The union operator, , is a fundamental operation for combining objects. It does so by forming the union of their tables and sets of equations. Thus:

  {# a[1:1], b[1:1] | a[1]=b[1] #} ∪
  {# a[1:2], b[2:3], c[] | c[]=a[2], a[2]=a[1] #} =
  {# a[1:2], b[1:3], c[] | a[1]=b[1], c[]=a[2], a[2]=a[1] #} 

I shall not need union in Section 2, so this is a digression before I go on to object-valued functions. I mention it now because it will be used in later sections.

2.4 Resizable tables are implemented via object-valued functions

To make tables of adjustable size, we define functions that take size parameters and return objects.
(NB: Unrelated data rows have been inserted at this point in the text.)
PR #6183, opened 2026-05-22
feat: git lfs support in `pixi-git`

baszalmstra:
### Description

Adds opt-in support for Git LFS in `pixi_git`. When enabled, pixi fetches LFS blobs alongside the regular git fetch so working trees produced from git sources contain the real file contents instead of LFS pointer files.

**What this enables**

- pixi can now consume git-based dependencies (PyPI git sources, conda recipes via git, and any other `GitSource` consumer) that store binary assets in Git LFS without leaving 100-byte pointer files in the checkout.
- Opt-in via the `PIXI_GIT_LFS` environment variable (`1`/`true`/`yes`/`on`), or programmatically through `GitSource::with_lfs(Some(true))`. Tri-state `Option<bool>`: explicit on, explicit off (forces `GIT_LFS_SKIP_SMUDGE=1`), or no opinion (defers to git config).
- LFS objects are fetched scoped to the resolved revision (so feature branches and tags are covered too), then validated with `git lfs fsck`. The result surfaces on `Fetch::lfs_ready()` so downstream code can detect silent LFS corruption.
- Graceful degradation: if `git-lfs` is not installed, pixi logs a warning and continues. Only LFS-tracked files in the checkout are affected.
- Cached fetches stay fast: a second fetch against a populated cache hits the cached-DB path when both the commit and its LFS objects are already present, with no extra network calls.
- `GitRepoFixture` gains automatic LFS support so future tests can drop a `dot-gitattributes` file with `filter=lfs` into a fixture and have it Just Work.

**Not in this PR**

- Wiring `lfs = true/false` into `pixi.toml` / per-source manifest config. Intentionally left for a follow-up.

### How Has This Been Tested?

- New unit tests for the `PIXI_GIT_LFS` env parser and the fixture's LFS auto-detection.
- New integration tests in `crates/pixi_git/tests/lfs.rs` exercising the LFS fetch path end-to-end against a local fixture: pointer-stays-on-disable, blob-materialises-on-enable, and cached fetch still reports ready. Tests skip cleanly when `git-lfs` isn't available on the host.
- `cargo check --workspace --all-targets` clean.

To run locally (requires `git-lfs` on PATH):

```
cargo test -p pixi_git
```

### AI Disclosure

Tools: Claude Code

### Checklist:

- [ ] I have verified that changes that would impact the JSON schema have been made in `schema/model.py` (no schema impact: manifest wiring is deferred)


crates/pixi_git/tests/lfs.rs
```diff
@@ -0,0 +1,161 @@
...
+fn panic_client() -> LazyClient {
+    LazyClient::new(|| -> ClientWithMiddleware {
+        panic!("network should not be used in LFS tests")
+    })
+}
+
+/// Returns whether `path` looks like a git-lfs pointer file.
+fn is_lfs_pointer(path: &Path) -> bool {
+    let contents = fs_err::read_to_string(path).unwrap_or_default();
+    contents.starts_with("version https://git-lfs.github.com/spec/")
```
wolfv, line 22: Do we need this? Looks Github specific?

wolfv: Ah sorry, test only.

wolfv (approved):

PR #6184, opened 2026-05-22
chore: refactor PixiSpec to distinguish binary vs source packages at type level

wolfv:
### Description

This PR refactors the `PixiSpec` enum to encode the binary-vs-source distinction at the type level rather than via runtime URL/path inspection. Previously, `PixiSpec` had variants like `Url` and `Path` that could represent either binary or source packages depending on the file extension. Now it has six distinct variants:

- `Detailed` — bare version string or detailed channel-based binary spec (replaces `Version` and `DetailedVersion`)
- `UrlBinary` — URL pointing at a binary conda archive (`.conda` / `.tar.bz2`)
- `PathBinary` — local path pointing at a binary conda archive
- `UrlSource` — URL pointing at a source archive with optional matchspec selectors
- `PathSource` — local directory or source path with optional matchspec selectors
- `Git` — git repository with optional matchspec selectors

**Key changes:**

1. **New `MatchspecFields` type**: Extracted matchspec selector fields (`version`, `build`, `build_number`, `extras`, `flags`, `subdir`, `license`, `license_family`, `condition`, `track_features`) into a dedicated struct that decorates source-side specs. Binary variants do not carry these fields since a `.conda` archive is already fully-specified.

2. **Binary-specific fields remain on `DetailedSpec`/`UrlBinarySpec`/`PathBinarySpec`**: Fields like `file-name`, `channel`, `md5`, `sha256` stay on binary specs where they make sense.

3. **Improved validation**: The TOML parser now detects whether a URL/path points to a binary archive by file extension and enforces that matchspec fields are only used with source locations.

4. **Serialization optimization**: `Detailed` specs carrying only a `version` field collapse back to bare version strings during serialization to preserve the on-disk format (`foo = ">=1"` instead of `foo = { version = ">=1" }`).

5. **Updated `GitSpec` and related types**: `GitSpec` now carries `MatchspecFields` and has a constructor method `GitSpec::new()`.

This change improves type safety by making it impossible to accidentally apply matchspec selectors to binary packages, and clarifies the semantics of each spec variant.

### How Has This Been Tested?

- Existing snapshot tests updated to reflect new variant names and serialization behavior
- TOML round-trip tests verify that specs serialize and deserialize correctly
- Validation tests confirm that matchspec fields are rejected for binary archives
- All existing tests pass with the refactored types

### Checklist:
- [x] I have made corresponding changes to the documentation (crate-level docs updated)
- [x] Snapshot tests updated to reflect new behavior

https://claude.ai/code/session_01677F3pUX6QVNCtikszPRUn


crates/pixi_build_backend/src/traits/package_spec.rs
```diff
@@ -63,6 +63,10 @@ impl PackageSpec for pbt::PackageSpec {
                     sha256,
                     url,
                     license,
+                    license_family,
+                    extras,
+                    flags,
+                    track_features,
```
baszalmstra: Lets not add `track_features` and `license_family` as those are deprecated.

crates/pixi_cli/src/upgrade.rs
```diff
@@ -400,8 +400,29 @@ pub fn parse_specs_for_platform(
...
+                    && detailed.subdir.is_none()
+                    && detailed.md5.is_none()
+                    && detailed.sha256.is_none()
+                    && detailed.license.is_none()
+                    && detailed.license_family.is_none()
+                    && detailed.condition.is_none()
+                    && detailed.track_features.is_none();
+                if is_bare_version_only {
+                    return Some((name.clone(), (MatchSpec::from(name), spec_type)));
+                }
```
baszalmstra, line 423: Lets make this a function on `detailed`

crates/pixi_spec/src/lib.rs
```diff
@@ -66,67 +89,132 @@ pub enum SpecConversionError {
...
+#[derive(Debug, Clone, Hash, PartialEq, Eq)]
 pub enum PixiSpec {
-    /// The spec is represented solely by a version string. The package should
-    /// be retrieved from a channel.
-    ///
-    /// This is similar to the `DetailedVersion` variant but with a simplified
-    /// version spec.
-    Version(VersionSpec),
+    /// A bare version string or a detailed channel-based binary spec.
+    Detailed(Box<DetailedSpec>),
```
baszalmstra, line 96: I would like to bring back Version, because `{ version = "*" }` might not be the same as `"*"`.

crates/pixi_spec/src/lib.rs
```diff
@@ -403,70 +560,11 @@ impl PixiSpec {
...
-}
-
 /// A specification for a source location.
+///
+/// Each variant inner type optionally carries [`MatchspecFields`] selectors,
+/// so a `SourceLocationSpec` carries both the location and any match
+/// constraints that apply to the built output transitively.
 #[derive(Debug, Clone, Hash, PartialEq, Eq, serde::Serialize, serde::Deserialize)]
 #[serde(untagged)]
 pub enum SourceLocationSpec {
```
baszalmstra, line 570: I think we should improve this part, the SourceLocationSpec now also includes the matchspec fields, so "Location" is a bit of a misnomer here. I think we should either call this just `SourceSpec` or we make SourceSpec a struct with MatchSpecFields and a location.

baszalmstra (changes requested):

PR #6207, opened 2026-05-26
docs(cli): mention `pixi self-update` in `requires-pixi` help msg

lucascolley:
### Description

N/A

### How Has This Been Tested?

Not tested yet

### DIFF
--- a/crates/pixi_manifest/src/discovery.rs
+++ b/crates/pixi_manifest/src/discovery.rs
@@ -202,7 +202,9 @@ pub enum WorkspaceDiscoveryError {
     "this project requires pixi '{requires_pixi}', but you have pixi {}",
     consts::PIXI_VERSION
 )]
-#[diagnostic(help("update pixi to a version that satisfies '{requires_pixi}'"))]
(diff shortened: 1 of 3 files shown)


baszalmstra (approved):

baszalmstra:
Ah you need to update the snapshots. Otherwise looks great!

crates/pixi_manifest/src/discovery.rs
```diff
@@ -202,7 +202,9 @@ pub enum WorkspaceDiscoveryError {
     "this project requires pixi '{requires_pixi}', but you have pixi {}",
     consts::PIXI_VERSION
 )]
-#[diagnostic(help("update pixi to a version that satisfies '{requires_pixi}'"))]
+#[diagnostic(help(
+    "update pixi to a version that satisfies '{requires_pixi}' with `pixi self-update`"
+))]
```
lucascolley, line 207: note @ruben-arts's suggestion

> We have a feature self-update that can help with knowing whether self-update should work. Maybe depending on that it should add this.

PR #6208, opened 2026-05-26
chore: use "lock file" consistently

lucascolley:
Let us try to stick to the source of truth at https://pixi.prefix.dev/latest/workspace/lockfile/.


baszalmstra:
I think we have a file that cchecks spelling, we add words there that it should accept, maybe we can do the same to deny certain spellings? @Hofer-Julian ?

Hofer-Julian:
Indeed, that would be the config for that: https://github.com/crate-ci/typos/blob/master/docs/reference.md#defaultextend-words

lucascolley:
@Hofer-Julian let me know what you think of the `typos` failures that should appear in CI now

Hofer-Julian:
Maybe add another rule that `lock-file-` with a prefix or postfix dash is okay?

lucascolley:
> Maybe add another rule that `lock-file-` with a prefix or postfix dash is okay?

hmm not sure how to get that override to work

Hofer-Julian:
> hmm not sure how to get that override to work

If that is too much hassle, feel free to revert the `typos` changes :)

lucascolley:
I believe CI is happy now. Unfortunately, I don't know if there is an easy way to review this effectively. The development process was performing find-all replacements then manually reviewing and removing undesired changes.

Hofer-Julian (approved):
I glanced over it, and it all looks fine to me. Thanks, Lucas!

PR #6214, opened 2026-05-26
docs: clarify per-environment activation variables

### LINKED ISSUE #3215: Setting variables per environment
Looks like the equivalent of the "variables" table in the [conda environment yaml](https://docs.conda.io/projects/conda/en/latest/user-guide/tasks/manage-environments.html#setting-environment-variables) is the ["activation" table](https://pixi.sh/latest/reference/pixi_manifest/#the-activation-table). It looks like this table is applied to all environments, but in multi-environment configs, e.g. when using [different dependencies](https://pixi.sh/latest/features/pytorch/#installing-from-conda-forge) in different environments, or when the [environments are substantially different](https://github.com/conda-forge/staged-recipes/blob/main/pixi.toml) from one another, you may need to [set the environment variables differently](https://keras.io/getting_started/#configuring-your-backend) to match. What's the "proper" way to do this? I think this is different from the [per-task](https://pixi.sh/latest/features/advanced_tasks/#environment-variables) and [per-target](https://pixi.sh/latest/reference/pixi_manifest/#the-target-table) settings.

baszalmstra:
### Description

Clarifies in the docs how to set activation scripts and environment variables per environment. Users who hit the "activation table applies to all environments" wording had no clear pointer to the feature-scoped approach that already works today.

Fixes #3215

### How Has This Been Tested?

Docs-only change. Verified the rendered Markdown and the internal link to the multi-environment guide.

### AI Disclosure

Tools: Claude

### Checklist:

### DIFF
--- a/docs/reference/pixi_manifest.md
+++ b/docs/reference/pixi_manifest.md
@@ -1033,7 +1033,8 @@ This way when a source distribution depends on `gcc` for example, it's used from
 ## The `activation` table
 
 The activation table is used for specialized activation operations that need to be run when the environment is activated.
-At the top level, `[activation]` is shorthand for `[feature.default.activation]`, so it applies to every environment that includes the default feature.
+As with other top level tables, `[activation]` belongs to the `default` feature.
+Therefore, every environment that doesn't set `no-default-feature = true` includes that activation script.
 To set activation scripts or variables for only some environments, put them on a feature (`[feature.<name>.activation]`) and add that feature to the relevant entries in `[environments]`.
 
 There are two types of activation operations a user can modify in the manifest:
--- a/docs/reference/pixi_manifest.md
+++ b/docs/reference/pixi_manifest.md
@@ -1033,6 +1033,8 @@ This way when a source distribution depends on `gcc` for example, it's used from
 ## The `activation` table
 
 The activation table is used for specialized activation operations that need to be run when the environment is activated.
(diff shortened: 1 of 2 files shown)


docs/reference/pixi_manifest.md
```diff
@@ -1033,6 +1033,8 @@ This way when a source distribution depends on `gcc` for example, it's used from
 ## The `activation` table
 
 The activation table is used for specialized activation operations that need to be run when the environment is activated.
+At the top level, `[activation]` is shorthand for `[feature.default.activation]`, so it applies to every environment that includes the default feature.
```
Hofer-Julian: Let's be careful with the wording here. I used to have something similar in the docs, but then people tried out `[feature.default....]` and noticed it doesn't actually work

Hofer-Julian (changes requested):

docs/reference/pixi_manifest.md
baszalmstra: Makes sense, do you have a suggestion?

Hofer-Julian:
```suggestion
As with other top level tables, `[activation]` belongs to the `default` feature.
Therefore, every environment that doesn't set `no-default-feature = true` includes that activation script.
```

Hofer-Julian: Added one

Hofer-Julian (approved):

PR #6216, opened 2026-05-26
fix: disable gpg signing in git fixture repos

baszalmstra:
### Description

`pixi run test` was launching the user's editor mid-test when they had `tag.gpgSign = true` in their global git config. The git fixture builder created tags that git promoted to signed (annotated) tags, which require a message. The fixture now disables signing in its local repo config so the tests stay hermetic against the developer's global git settings.

Reported by @lucascolley 

### How Has This Been Tested?

Reproduced locally with `tag.gpgSign = true` set globally and confirmed the fixture no longer prompts. `cargo check -p pixi_test_utils` passes.

### AI Disclosure

Tools: Claude

### Checklist:

### DIFF
--- a/crates/pixi_test_utils/src/git_fixture.rs
+++ b/crates/pixi_test_utils/src/git_fixture.rs
@@ -108,6 +108,18 @@ impl GitRepoFixture {
             .current_dir(&repo_path)
             .output()
             .expect("failed to configure git name");
+        // Disable signing so a global `tag.gpgSign = true` does not launch
+        // $EDITOR for a tag message.
+        std::process::Command::new("git")
+            .args(["config", "commit.gpgsign", "false"])
+            .current_dir(&repo_path)
+            .output()
+            .expect("failed to disable commit signing");
+        std::process::Command::new("git")
+            .args(["config", "tag.gpgsign", "false"])
+            .current_dir(&repo_path)
+            .output()
+            .expect("failed to disable tag signing");
 
         // Get commit directories sorted by name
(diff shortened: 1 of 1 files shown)


crates/pixi_test_utils/src/git_fixture.rs
```diff
@@ -108,6 +108,18 @@ impl GitRepoFixture {
...
+        std::process::Command::new("git")
+            .args(["config", "commit.gpgsign", "false"])
+            .current_dir(&repo_path)
+            .output()
+            .expect("failed to disable commit signing");
+        std::process::Command::new("git")
+            .args(["config", "tag.gpgsign", "false"])
+            .current_dir(&repo_path)
+            .output()
+            .expect("failed to disable tag signing");
```
Hofer-Julian, line 122: I wonder if we should have an autouse pytest fixture that always loads an empty git config. Or if that doesn't work, loads one with default values.

baszalmstra: This is in rust though? And this is the code that sets up the fixture, so I think this is the right place.

lucascolley:
I can confirm that this fixes the crash for me :)

lucascolley (approved):

crates/pixi_test_utils/src/git_fixture.rs
lucascolley: I guess anything on the Python side can wait for a follow-up, let me merge to unblock :)

PR #172, opened 2021-06-21
Orthographic camera

leopoldo-zugasti:
# Peer Review Information
By adding orthographic=True it computes the world point to pixel assuming the projection matrix is for orthographic projection
image

### DIFF
--- a/datasetinsights/datasets/synthetic.py
+++ b/datasetinsights/datasets/synthetic.py
@@ -27,17 +27,19 @@ def read_bounding_box_3d(annotation, label_mappings=None):
 
     for b in annotation:
         label_id = b["label_id"]
-        translation = b["translation"]
-        translation = [translation["x"], translation["y"], translation["z"]]
-        size = b["size"]
-        size = [size["x"], size["y"], size["z"]]
+        translation = (
+            b["translation"]["x"],
+            b["translation"]["y"],
+            b["translation"]["z"],
+        )
+        size = (b["size"]["x"], b["size"]["y"], b["size"]["z"])
         rotation = b["rotation"]
         rotation = Quaternion(
-            b=rotation["x"], c=rotation["y"], d=rotation["z"], a=rotation["w"]
+            x=rotation["x"], y=rotation["y"], z=rotation["z"], w=rotation["w"]
         )
 
-        if label_mappings and label_id not in label_mappings:
-            continue
+        # if label_mappings and label_id not in label_mappings:
+        #    continue
         box = BBox3D(
             translation=translation,
             size=size,
--- a/datasetinsights/datasets/synthetic.py
+++ b/datasetinsights/datasets/synthetic.py
@@ -38,8 +38,8 @@ def read_bounding_box_3d(annotation, label_mappings=None):
             x=rotation["x"], y=rotation["y"], z=rotation["z"], w=rotation["w"]
         )
 
-        # if label_mappings and label_id not in label_mappings:
-        #    continue
+        if label_mappings and label_id not in label_mappings:
+            continue
         box = BBox3D(
             translation=translation,
             size=size,
--- a/datasetinsights/stats/visualization/bbox3d_plot.py
+++ b/datasetinsights/stats/visualization/bbox3d_plot.py
@@ -129,7 +129,7 @@ def add_single_bbox3d_on_image(
 
 
 def _project_pt_to_pixel_location(pt, projection, img_height, img_width):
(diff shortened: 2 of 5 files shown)


datasetinsights/datasets/synthetic.py
```diff
@@ -27,17 +27,19 @@ def read_bounding_box_3d(annotation, label_mappings=None):
...
+        size = (b["size"]["x"], b["size"]["y"], b["size"]["z"])
         rotation = b["rotation"]
         rotation = Quaternion(
-            b=rotation["x"], c=rotation["y"], d=rotation["z"], a=rotation["w"]
+            x=rotation["x"], y=rotation["y"], z=rotation["z"], w=rotation["w"]
         )
 
-        if label_mappings and label_id not in label_mappings:
-            continue
+        # if label_mappings and label_id not in label_mappings:
```
BlairLee: If it's removed, it will get an error when there is something wrong with the label id. Or you can handle label_id out of defined labels case here.

datasetinsights/stats/visualization/plots.py
```diff
@@ -78,7 +78,7 @@ def _process_label(bbox, label_mappings=None):
         return label
 
 
-def plot_bboxes3d(image, bboxes, projection, colors=None):
+def plot_bboxes3d(image, bboxes, projection, colors=None, orthographic=False):
```
BlairLee, line 81: We don't have unittests for this method. Can you add it in `test_visual.py`?

datasetinsights/datasets/synthetic.py
StevenBorkman: I agree with @BlairLee on this, I wouldn't remove this error check unless you're 100% sure that the data is always going to be there. This check should not be hurting anything, this isn't performant code to start with

StevenBorkman (dismissed):
I agree with @BlairLee's comments, other than that, nothing else.

datasetinsights/datasets/synthetic.py
leopoldo-zugasti: Yeah I think I removed it to test something, there is no reason not to have it

datasetinsights/stats/visualization/plots.py
leopoldo-zugasti: Yeah I'll do that aswell

datasetinsights/stats/visualization/bbox3d_plot.py
```diff
@@ -80,7 +80,7 @@ def _add_single_bbox3d_on_image(
 
 
 def add_single_bbox3d_on_image(
-    image, box, proj, color=None, box_line_width=2,
+    image, box, proj, color=None, box_line_width=2, orthographic=False,
```
adason, line 83: Update docstrings according to this change.

datasetinsights/stats/visualization/bbox3d_plot.py
```diff
@@ -161,3 +167,43 @@ def _project_pt_to_pixel_location(pt, projection, img_height, img_width):
             int((_pt[1] * img_height) / 2.0 + (img_height * 0.5)),
         ]
     )
+
+
+def _project_pt_to_pixel_location_orthographic(
```
adason, line 173: Add unittest for this method.

tests/test_bbox.py
```diff
@@ -59,3 +60,26 @@ def test_project_pt_to_pixel_location():
...
+    assert pixel_loc[1] == 240
+
+    # more interesting case
+    pt = [0.3, 0, 0]
+    proj = numpy.array([[0.08951352, 0, 0], [0, 0.2, 0], [0, 0, -0.0020006]])
+
+    pixel_loc = _project_pt_to_pixel_location_orthographic(
+        pt, proj, img_height, img_width
+    )
+    assert pixel_loc[0] == 328
```
BlairLee: How do you calculate the number 328? If we change the `img_height` and `img_width`, shall we also change the assertion?
You can add some simple calculations in the test code to automatically check it.

leopoldo-zugasti: Something like this?:
`assert pixel_loc[0] == int((proj[0][0] * pt[0] + 1) * 0.5 * img_width) # 328`
`assert pixel_loc[1] == img_width // 2`
@BlairLee

BlairLee: Exactly. If the assertion can be calculated easily, I recommend doing so.

BlairLee (approved):

adason (approved):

The bounds of tables in these objects can depend on the size parameters. Thus the example above could be generalised to:

  let model( StartYear, EndYear, NumberOfDwellingTypes ) be
    NewStock[ StartYear:EndYear, 1:NumberOfDwellingTypes ],
    Builds[ StartYear:EndYear, 1:NumberOfDwellingTypes ], 
    Demolitions[ StartYear:EndYear, 1:NumberOfDwellingTypes ]
    NewStock[ all y ] = Builds[ y ] - Demolitions[ y ]

The example's first line introduces a function definition, including the names of the function's arguments.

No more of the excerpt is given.